Statt Ostereiersuche gerötete Haut

Trotz eines Störfalls geht heute die Müllverbrennungsanlage im Osten Hannovers wieder in Betrieb. Noch in der Testphase, hatte sie einen Stadtteil nach einem Unfall mit grauer Staubwolke überzogen. Geschäftsführer: Mitarbeiter hätten beim Umstellen von Müll- auf Ölverfeuerung einen Fehler gemacht

Mit der Ostereier-Suche am vergangenen Wochenende im Freien war erst mal Essig. Stattdessen riet die Umweltbehörde der Region Hannover den Anwohnern in der Nähe der Müllverbrennungsanlage in Lahe dringendst, „keine Gartenkräuter zum Verzehr zu nutzen und darauf zu achten, dass Kleinkinder keine Erde essen“. Nach dem Aufenthalt im Garten solle man sich „auf jeden Fall die Hände waschen“.

Lange hatten eine Bürgerinitiative und Anwohner vergeblich gegen die neue Müllverbrennungsanlage im Osten Hannovers protestiert. Am vergangenen Donnerstag gab es bereits den ersten Störfall – dabei ist die Anlage noch in der Testphase: Eine graubraune Staubwolke rieselte fast drei Stunden lang auf den kinderreichsten Stadtteil Hannovers. Einige Anwohner klagten später über gerötete Haut und gereizte Atemwege, Dächer, Gärten und Straßen wurden mit einem Schmutzfilm überzogen.

Erste Messungen ergaben hohe Chlor- und Nitritbelastung. Sogar erhöhte Quecksilberwerte wurden gemessen. Mittlerweile ermittelt die Staatsanwaltschaft wegen Verdachts auf eine Umweltstraftat.

„Ich habe so einen Störfall noch nicht erlebt – und ich bin seit 25 Jahren im Kraftwerksgeschäft“, sagt Geschäftsführer Edgar Kaufhold von den Braunschweigischen Kohle-Bergwerken (BKB) – und entschuldigt sich für den „Vorfall, bei dem möglicherweise ungefilterter Staub von uns ausgetreten ist“. Mitarbeiter hätten beim Umstellen von Müll- auf Ölverfeuerung einen Fehler gemacht. So sind offensichtlich ungefilterte Abgase nach außen gedrungen. Die Firma werde den „entstandenen Schaden sinnvoll regulieren“. Ob die Gesundheit von Anwohnern geschädigt wurde, ist noch unklar. Ende dieser Woche liegen Ergebnisse zur Schwermetallbelastung durch den Unfall vor, erst in der kommenden Woche steht fest, ob möglicherweise sogar Dioxin ausgetreten ist. „Das hängt davon ab, was in dem Müll war, der in Lahe verbrannt wurde“, sagt Bernhard Klockow, der Leiter des Staatlichen Gewerbeaufsichtsamts.

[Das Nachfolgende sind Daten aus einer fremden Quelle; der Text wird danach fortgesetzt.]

PR #225, opened 2022-05-05
build: Pass in the build system's version info as cpp defines

smcv:
This allows the static assertions in IMG.c to assert that the build
system agrees with SDL_image.h.


sezero:
I do **hate** autoconf adding `-DPACKAGE???=xxx` crapola to CFLAGS.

Nachdem die Behörde die Anlage über Ostern stillgelegt hatte, genehmigte Klockow gestern wieder das Hochfahren unter Auflagen. Es gebe „allerdings bislang keine Anhaltspunkte dafür, dass vom Betrieb Gefahren für die Gesundheit ausgehen“.

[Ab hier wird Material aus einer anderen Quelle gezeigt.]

PR #232, opened 2022-05-12
Don't link tinyjpeg if we have a hard dependency on libjpeg

smcv:
Linux distributions like to control the number of image loading/saving
implementations they are compiling, because each one comes with a risk
of security vulnerabilities.

If we've built with --disable-stb-image and --disable-jpg-shared
(ordinary linking with -ljpeg, as opposed to using dlopen()) then
initializing libjpeg can't fail: either it's present and works, or
loading SDL_image would have failed in the runtime linker. As a result,
there's no point in having the code path that can fall back to tiny_jpeg
in this configuration.

### DIFF
--- a/IMG_jpg.c
+++ b/IMG_jpg.c
@@ -679,7 +679,8 @@ SDL_Surface *IMG_LoadJPG_RW(SDL_RWops *src)
 
 #endif /* LOAD_JPG */
 
-#if SAVE_JPG
+/* Use tinyjpeg as a fallback if we don't have a hard dependency on libjpeg */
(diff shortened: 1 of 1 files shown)


smcv:
Tested by inserting `#error Should not be used` into `stb_image.h` and `tiny_jpeg.h`. As expected, the build continues to succeed with `--disable-stb-image --disable-jpg-shared`, but fails otherwise.

sezero:
This is in.

sezero:
I guess IMG_png.c needs something similar for miniz??

sezero:
> That looks right to me (with your edits)

Pushed as https://github.com/libsdl-org/SDL_image/commit/686ad262141126d5cd40fd71f368eab1bbec14aa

Mit Klagen, Trecker-Demos und „Steinen des Anstoßes“ hatte seit mehreren Jahren eine breite Bürgerbewegung gegen das 100-Millionen-Euro-Projekt direkt am Autobahnkreuz Buchholz Front gemacht. Hier sollen ab Juni regulär 230.000 Tonnen Müll jährlich verbrannt werden, ganz in der Nähe entsteht parallel eine Anlage, in der Abfälle vergären sollen.

Um Geld zu sparen, hätten die Betreiber, die zum Eon-Konzern gehörende BKB sowie die Papenburg-Gruppe, in Lahe höchstens Mindeststandards erfüllt, ärgern sich Betroffene. Zudem würden für die funkelnagelneue Müllschleuder mit ihrem 70 Meter hohen Schornstein weitaus geringere Emissionswerte gelten als für andere Müllverbrennungsanlagen, etwa im nahe gelegenen Hameln.

Besonders wütend machte viele, dass der ursprünglich geplante Standort der Anlage von Hannover-Misburg „in einer Nacht- und Nebelaktion“ nach Lahe verlegt worden war, „weil offensichtlich in Misburg zu viel Prominenz aus dem Hannoveraner Stadtrat wohnt“.